It was originally supposed to be a quarantine tank.

Substrate: Flourite black, peat moss underneath
Lighting: 27w Compact Fluorescent Spiral
Ferts: Tom Barr's EI method, water solutions; KNO3 + KH2PO4 3x a week, trace elements 3x a week, waterchanges once a week with RO water, 1x GH booster (calcium + magnesium salts) during WCs.
Filtration: Red Sea Deco Art Nano Filter, I started adding dry almond leaves to lower the pH and hardness (thinking of keeping red crystal shrimp or boraras brigittae)

Fauna: pond bladder snails and hydra lol
Flora: dwarf hairgrass, glosso, spirodela polyrhiza

Temp: Room temperature, 18-20 degrees celcius
pH: 6.5-7.0
KH / GH: 1-3 degrees
Haven't checked ammonia, nitrite, nitrate levels because I haven't kept anything in there. Don't even know if it's cycled.

I've actually neglected water changes / dosing regimen the past month, so the tank has so algae growth. The pond snails (that hitch-hiked with the plants) are doing a great job keeping it clean though, although they sometimes make me lose my appetite looking at their mouths moving around.


----------



## dekstr (Oct 23, 2007)

TypeZERO said:


> I started out with a 20gallon tank, never considering live plants. I have some corries, platies, guppies, and a honey gourami in there. As for decor i got few plastic plants and driftwood with christmas moss tied down to it. I have a 5 gallon qt ive been wanting to do try a nano and get into some real live plants. My father is willing to help me pay for a 55gallon set up once our basement is finished so i cant wait for that, for the mean while i would like to learn more about keeping live plants!


Sweet. What corries do you keep? I've been looking for christmas moss--do you think we can do a trade or something?

Live plants are pretty easy to keep, just need to learn about a few things before starting.
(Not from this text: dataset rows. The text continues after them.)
Issue #1460, opened 2017-09-29
AllInstanceConfig should be created in PersistentPreRun


LalatenduMohanty:
As part of profiles feature we are creating the AllInstanceConfig file in init() of root.go [1]. which is wrong in some way as ideally it should be done in PersistentPreRun to keep it consistent. Hence we are getting https://issues.jboss.org/browse/CDK-180
[1] https://github.com/minishift/minishift/blob/master/cmd/minishift/cmd/root.go#L217

gbraad:
Not sure why this would triggers a "delete"...
```
$ ./minishift setup-cdk
Setting up CDK 3 on host using '/home/amit/.minishift' as Minishift's home directory
The MINISHIFT_HOME directory '/home/amit/.minishift' exists. Continuing will delete any existing VM and all other data in this directory. Do you want to continue? [y/N]
```

LalatenduMohanty:
@gbraad It is because the directory is created before setup-cdk is run and if setup-cdk sees .minishift it will ask confirmation to overwrite it.

LalatenduMohanty:
Resolved by #1465

PR #1465, opened 2017-09-29
Issue #1460 Move all instance config creation to PersistentPreRun 

LalatenduMohanty:
…tPreRun

Fix issue #1460

### DIFF
--- a/cmd/minishift/cmd/root.go
+++ b/cmd/minishift/cmd/root.go
@@ -82,6 +82,15 @@ var RootCmd = &cobra.Command{
 		// creating all directories for minishift run
 		createMinishiftDirs(minishiftConfig.InstanceDirs)
 
+		// If AllInstanceConfig is not defined we should define it now.
+		if minishiftConfig.AllInstancesConfig == nil {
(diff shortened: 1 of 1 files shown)


cmd/minishift/cmd/root.go
```diff
@@ -213,14 +223,11 @@ func initializeProfile() string {
 		}
 	}
 
-	// We need to initialize allinstance config as the active profile information present in it.
-	ensureAllInstanceConfigPath(constants.AllInstanceConfigPath)
 	minishiftConfig.AllInstancesConfig, err = minishiftConfig.NewAllInstancesConfig(constants.AllInstanceConfigPath)
-	if err != nil {
```
gbraad: what happened to the error?

n that case we just ignore the fact the config could not be created? This could result in issues with hostfolders which relies on the fact that the configuration file is available.

Has this been tested?

LalatenduMohanty: @gbraad I have a better idea to  fix this. Yes, this is tested. But I will update it with a better solution.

Forums and online articles are the best source.

Plant growth is interdependent on a combintion of lights, CO2 and fertilizers.

Lights--depends on how much you want. It is like a gas pedal, higher = faster growth, more nutrient consumption, vice versa.

Fluorescent tubes are most cost-effective. It works for most tanks, but once you get to higher lighting levels, it's less effective given the limited hood space.

Compact fluorescent tubes are great for their power and price.

Metal halides are great for larger tanks. Usually used for reef tanks.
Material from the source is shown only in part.